En ce qui concerne les efforts de notre pays pour réduire les facteurs provoquant le déséquilibre climatique, la communauté internationale est témoin de l’efficience des politiques menées par le Royaume pour une économie verte, la production d'énergie à partir de sources non polluantes et la mobilisation de l'eau. Ces programmes couvrent l'ensemble du territoire national de Tanger à Dakhla et s'étendent à plus de 15 pays africains.

Au cours de vos travaux, mesdames et messieurs les ministres et les responsables marocains vont passer en revue un certain nombre de politiques et de programmes publics qui illustrent l'engagement de notre pays en faveur des droits de l'homme, de la santé et du logement pour tous et son implication dans les efforts internationaux pour réduire les causes du déséquilibre climatique.

Cher(e)s collègues,

Je saisis cette occasion pour saluer et réitérer la fierté de Chambre des Représentants du partenariat exemplaire, sincère, sérieux, responsable et fructueux qui existe entre le Parlement du Royaume du Maroc et l’Assemblée parlementaire du Conseil de l’Europe, afin de préserver la démocratie et appuyer le partenariat entre le Maroc et le Conseil de l’Europe et le Maroc et les membres du Conseil dans les cadres bilatéraux.
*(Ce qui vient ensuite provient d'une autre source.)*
PR #1904, opened 2026-08-18
Payments Network: batch the network-wide payment index aggregation

bor0:
## Summary

`Payment_Requests_Dashboard::aggregate()` (run daily via the `wordcamp_payments_aggregate` cron event) iterates all ~3000 sites on the network via `switch_to_blog()` in a single request to rebuild the payments index table. This has been showing up in prod as `E_USER_WARNING: Peak memory usage at 90.6%` / `92.2%`, with `current_action() === 'switch_blog'`, e.g.:

```
Peak memory usage at 90.6%. Current action/filter: switch_blog.
Stack Trace: do_action_ref_array('wordcamp_payments_aggregate'), ... Payment_Requests_Dashboard::aggregate, switch_to_blog, do_action('switch_blog'), ...
```

The code already had a comment flagging this ("This may need to be refactored in the future to use batching to avoid out-of-memory-issues").

- Split the run into batches of 250 blogs (`LIMIT`/`OFFSET`), tracked via an `$offset` arg.
- When a batch is full, self-reschedule the next batch via `wp_schedule_single_event( time(), ... )` instead of continuing the loop in the same process — the next batch runs as its own `wp-cron.php` request, so peak memory per request stays bounded.
- Only truncate the index table on the first batch (`$offset === 0`), not on every batch.

## Test plan

- [ ] `php -l` passes on the changed file (done locally).
- [ ] No existing test coverage for this class; none added, consistent with existing scope.
- [ ] Manually trigger `?wcp-debug-network` (or `do_action('wordcamp_payments_aggregate')` via WP-CLI) on a multisite install with several dozen+ sites and confirm:
  - the index table is truncated once, not per batch
  - all blogs eventually get indexed across multiple batches
  - a follow-up single event is scheduled/consumed correctly until done

### DIFF
--- a/public_html/wp-content/plugins/wordcamp-payments-network/includes/payment-requests-dashboard.php
+++ b/public_html/wp-content/plugins/wordcamp-payments-network/includes/payment-requests-dashboard.php
@@ -117,6 +117,13 @@ class Payment_Requests_Dashboard {
 	 *
 	 * Runs in batches of self-rescheduled single events to keep peak memory bounded, since a single request
 	 * iterating all sites was pushing peak memory usage above 90%.
+	 *
+	 * Each blog's rows are replaced as the run reaches that blog, rather than the whole table being emptied
+	 * up front. Spreading a rebuild over many requests rules out the empty-table approach: `generate_payment_report()`
+	 * builds the actual wire/SEPA payment files straight out of this index, so a run that emptied the table
+	 * and refilled it over the following minutes would let an export taken in that window silently come out
+	 * short -- or completely empty. Replacing per blog keeps the index continuously readable, and makes
+	 * indexing a blog idempotent, so a resumed batch can safely re-cover ground it already did.
 	 */
 	public static function aggregate( $after_blog_id = 0 ) {
 		global $wpdb, $wp_object_cache;
@@ -127,10 +134,10 @@ class Payment_Requests_Dashboard {
 		require_once WP_PLUGIN_DIR . '/wordcamp-payments/includes/payment-request.php';
 		WCP_Payment_Request::register_post_statuses();
 
-		// A fresh run is about to empty the index, which makes any continuation still queued from an
-		// earlier run that never finished stale: it would index its remaining blogs into a table it no
-		// longer owns, duplicating every row this run's own batches also insert. Retire those first,
-		// before this run claims the state option for itself.
+		// Retire any continuation still queued from an earlier run that never finished, before this run
+		// claims the state option for itself. Two chains walking the network at once would interleave
+		// their per-blog delete/insert pairs, and a delete landing between the other chain's delete and
+		// its inserts leaves that blog indexed twice.
 		if ( 0 === $after_blog_id ) {
 			self::abandon_stalled_chain();
 		}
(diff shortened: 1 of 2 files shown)


obenland:
> Persist the cursor/run state independently and resume it from a recurring watchdog

That would be my feedback, too. Making it resumable at any point.

bor0:
Parking this for now — shifting focus elsewhere, and I'd rather not land a change of this shape into the payments export path while it isn't getting attention. Closing rather than leaving it open so it's not sitting in anyone's review queue. The branch (`fix/payments-aggregate-batch-memory`) is preserved and this reopens with everything intact.

Writing down the state of it so whoever picks it up (probably me) doesn't have to re-derive it.

## What's in here

The PR is small by line count — ~196 lines of production code in one file — but it bundles five independent changes to the job that builds the index `generate_payment_report()` turns into wire/SEPA files:

1. **Idempotent per-blog refresh.** `TRUNCATE` → per-blog `DELETE` + `prune_orphaned_rows()`.
2. **Batching.** Keyset pagination on `blog_id` + self-rescheduled continuations. The actual memory fix.
3. **Durable cursor.** New `wcp_network_aggregate_run` site option.
4. **Watchdog.** New hourly network cron to resume a stalled chain.
5. **Dropping `LIMIT 3000`.** Trunk only indexes the 3000 most-recently-updated blogs; this indexes all of them.

Only (2) is the stated goal of the PR.

## Why it should be split before it lands

Suggested order, each independently deployable and revertable:

- **First: per-blog refresh (1).** Same single request, same memory profile, no cron changes, no new options — behaviorally almost a no-op. But it fixes a real pre-existing bug on its own: today an export taken while `aggregate()` is between the `TRUNCATE` and the refill reads a partially-filled table and silently comes out short. It's also the prerequisite that makes an interrupted batch harmless, which is what makes (2) safe.
- **Then: batching + cursor (2, 3),** landing against an index that's already idempotent.
- **Then: watchdog (4).**

## Open items to resolve before it lands

- **`LIMIT 3000` is an unannounced scope change.** Nothing in the title or description says the index starts covering sites it never has. If the network is over 3000 blogs, rows appear in the dashboard and in exports that weren't there before — a functional change riding along inside a memory fix. Needs to be its own reviewed decision, or split out. **First thing to check: how many sites are actually in the network?** If it's under 3000 this is just dead-code removal and none of this matters.
- **`watchdog()` has no attempt cap.** It reschedules the same cursor indefinitely. If a batch reliably dies — one blog with a pathological post count — the failure mode goes from "fails once a day" to "retries hourly, forever." Wants a max-attempts or at minimum a log line.
- **`AGGREGATE_STALL_TIMEOUT` is load-bearing with no in-batch heartbeat.** `save_run_state()` only writes at batch start and end, so telling "running now" from "died" rests entirely on the timeout. A batch that legitimately ran past an hour would get a second chain scheduled alongside it — the exact double-indexing the code warns about. PHP's max execution time makes this unreachable in practice, so it holds, but it holds by accident rather than by design. Worth either a periodic heartbeat inside the loop or a comment making the dependency on request timeout explicit.
- **`abandon_stalled_chain()` uses `_get_cron_array()`,** a private core function. Minor, but flagging it.

## What looks right

The subtle parts are correct as far as I can tell: the int cast on the cursor so `wp_next_scheduled()` actually matches (`0f93e0b6`), recording run state *before* doing any work so a batch that dies mid-request is still recoverable, and retiring a stale chain before a fresh run claims the state option. Test coverage of the interesting cases — mid-run export completeness, `save_post` racing the run, re-run dedup, orphan pruning — is there and worth keeping.

**Note that the underlying problem is still live in production:** the aggregate run pushes peak memory above 90%. Parking this doesn't fix that.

Effectivement, le statut de partenaire pour la démocratie dont jouit le Parlement marocain auprès de l’Assemblée parlementaire du Conseil de l’Europe depuis 2011, le fait que le Maroc soit le premier partenaire pour la démocratie du Conseil de l’Europe dans la démocratie locale et la Feuille de route 2022-2025, qui est le cadre stratégique de coopération entre le Conseil de l’Europe et le Royaume du Maroc, sont un gage de confiance mutuelle et de la profondeur des liens entre le Maroc et le Conseil, fondés sur les intérêts mutuels, et notamment sur le respect mutuel et les valeurs que nous partageons.

À cette occasion, je voudrais renouveler l’engagement de la Chambre des Représentants dans cette dynamique positive et l’importance de sa continuité, sur la base de la confiance, la loyauté et le partenariat. De même, je salue les efforts des autorités politiques du Conseil de l’Europe et de l’Assemblée parlementaire du Conseil de l’Europe pour renforcer nos partenariats, y compris, bien entendu, le Bureau du Conseil de l'Europe au Maroc et les responsables des programmes de coopération technique entre le Parlement marocain et l'Assemblée parlementaire du Conseil de l'Europe

Je vous remercie encore une fois et souhaite le  succès de vos travaux.